Maty’s African Cuisine Brings Authentic Senegalese Food to Detroit
The Old Redford restaurant is the first of its kind in the city
Asmall storefront, almost discrete, blends into the bustle of activity along Grand River Avenue near Lahser in Detroit’s Old Redford neighborhood. This is Maty’s African Cuisine, or Maty’s as it’s often shortened to by frequent diners.
The decidedly Senegalese restaurant is the first of its kind in Detroit. Maty’s opened in early 2017 after owner Amady Gueye realized that there weren’t any Senegalese restaurants in the area. With the Northwest Detroit community serving as a home to a considerable population from countries such as the Ivory Coast and Senegal, he wanted to change that.

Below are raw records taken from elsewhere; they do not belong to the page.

PR #3818, opened 2016-09-17
Audio fixes

projectkk2glider:
* Switches audio filenames were wrong [Horus]
* sdAvailableLogicalSwitchAudioFiles was too small (we now have 64 LSW), fixed with BitFiled class


bsongis:
Good job, thanks!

Beaming with bright colors, friendly service, and vibrant Senegalese flavors, Maty’s makes a bold statement. Traditional West African fabric serves as an obvious motif. Shades of cloth decorate one wall to emphasize the venue’s heritage.
As a Bangladeshi-American, I’m used to deeply flavorful (and sometimes painfully spicy) South Asian food. Yet the rich flavors at Maty’s felt like an introduction. My taste buds recognized elements like the tang of mustard, but combined with caramelized onions, it became a pleasant twist on the familiar.
The fataya, a deep-fried pastry packed with savory fillings, are reminiscent of an empanada — crispy and bursting with flavor. The options I sampled, one shredded chicken and the other fish with a tomato paste base, served as an enjoyable starter.
But the star of the show, without a doubt, is the whole chicken yassa. It’s a product of skillful preparation: seasoning, broiling, deep-frying, seasoning (again), and grilling. It is, in fact, a whole chicken — neck and all — accompanied by yassa, a sauce of caramelized onions, mustard, and peppers.
Other entrees include a grilled whole tilapia and grilled lamb shanks. They come with sides such as yellow rice, vermicelli, or couscous. There are also Maty’s take on the chicken or beef shawarma sandwiches that have become so familiar around town.
Another dish, the grilled chicken skewer, is straightforward: red, green, and yellow peppers and cubed chicken breast. But it packs the same flavorful punch as the whole chicken yassa. To put it simply, this bird of choice is taken to new heights.
Maty’s ginger and hibiscus refreshers are stand-alone acts. I sampled the latter, a delightful drink known as bissap. It’s made of a variety of dried hibiscus petals, from flowers native to West Africa. Sipping it slowly, you appreciate the pronounced floral notes and citrusy undertones. The deep maroon drink, like liquid rubies, is a hit.
Maty’s is named after Gueye’s wife, who is one of the chefs. It’s a family affair, as Maty’s mother, Thioro, is also responsible for the spectacular flavors here. “When you come in, we make fresh food,” Gueye says proudly. Indeed, at Maty’s, you do get a taste of that bright freshness.
21611 Grand River Ave., Detroit; 313-472-5885. L &D daily.